"Kalau sudah masuk fase bangkrut, baru LPS masuk, ini masih jauh dan harus dinyatakan oleh OJK," katanya dalam forum diskusi terkait bisnis syariah di Jakarta, Kamis.
Rektor Unika Atma Jaya itu menambahkan jika mengarah bangkrut, pemerintah tidak akan memberikan dana talangan tapi diupayakan sendiri oleh pemilik.
Baca juga: Pengamat dorong perbaikan kualitas aset Bank Muamalat
Senada dengan Prasetyantoko, Pengamat Ekonomi dari Core Indonesia Piter Abdullah juga menyebutkan bahwa rasio kecukupan modal atau (CAR) juga masih positif, begitu juga operasional bank masih berjalan.
"Coba bandingkan dengan masa krisis atau masa Bank Century, kan beda sekali atau bahkan dengan krisis 1997-1998, CAR waktu itu sudah negatif, kalau ini (Bank Muamalat) CAR masih positif," katanya.
Persoalan utama, kata dia, terjadinya pembiayaan macet atau non performing financing (NPF) yang tinggi di Bank Muamalat yang disebabkan karena manajemen risiko kurang optimal.
Untuk itu, bank syariah itu membutuhkan tambahan dana untuk mengatasi NPF tersebut.

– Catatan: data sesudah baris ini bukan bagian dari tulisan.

PR #149, opened 2023-08-30
bearer token create and verify

phoebe-lew:


js/src/crypto.ts
```diff
@@ -156,6 +179,132 @@ export class Crypto {
...
   }
+
+  /**
+   * signs the message as a compact jws with nonce
+   * @param privateKeyJwk - the key to sign with
+   * @param kid - the kid to include in the jws header. used by the verifier to select the appropriate verificationMethod
+   *              when dereferencing the signer's DID
+   * @returns the compact JWS
+   */
+  static async token(opts: TokenOptions): Promise<string> {
```
jiyoontbd, line 190: what is the difference between this method and the `sign` method in line 85?

phoebe-lew: This is for creating the bearer token for get requests and sign populates the `signature` field on a tbdex message

jiyoontbd: ah, i see they're slightly different in implementation - sign() uses `Crypto.hash(jwspayload)` while token() does not. cool!

jiyoontbd: i was originally thinking that they should be squished into one method, but that part is distinct

js/src/crypto.ts
```diff
@@ -10,14 +11,15 @@ import * as cbor from 'cbor-x'
 import { sha256 } from '@noble/hashes/sha256'
 import { Convert } from '@web5/common'
 import { EcdsaAlgorithm, EdDsaAlgorithm, Jose } from '@web5/crypto'
-import { deferenceDidUrl, isVerificationMethod } from './did-resolver.js'
+import { DidResource, deferenceDidUrl, isVerificationMethod } from './did-resolver.js'
+import { DidDocument, VerificationMethod } from '@web5/dids'
```
mistermoe, line 15:
```suggestion
```

js/src/crypto.ts
```diff
@@ -1,4 +1,5 @@
 import type { MessageModel, ResourceModel } from './types.js'
+import type { BearerTokenModel } from './pfi-rest-client.js'
```
mistermoe, line 2:
```suggestion
```

js/src/crypto.ts
phoebe-lew: eventually i wanna refactor to reduce duplication

jiyoontbd (approved):

mistermoe:
Closing this out bc we pulled this code into #147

Baca juga: DPR minta OJK progresif selamatkan Bank Muamalat
Terkait dengan itu, Prasetyantoko mengatakan idealnya upaya penyelamatan Bank Muamalat dilakukan oleh investor asing karena investor dalam negeri memiliki keterbatasan likuiditas.
"Bank BUMN juga punya problema mirip karena siklus ekonominya sama, sehingga tidak punya keleluasaan mereka melakukan aksi korporasi. Secara industri dan makro, ini kesempatan menarik investasi masuk ke pasar domestik," imbuhnya.
Sebelumnya, Bank Muamalat berencana mengeluarkan right issue yang akan diserap oleh investor Al Falah komsorsium yang dibentuk salah satunya oleh Ilham Habibie yang juga Komisaris Utama Bank Muamalat, senilai sekitar Rp2 triliun.
Rencananya, Komisi XI DPR akan mengadakan pertemuan kembali dengan OJK untuk membahas penyelamatan Bank Muamalat termasuk membahas profil investor.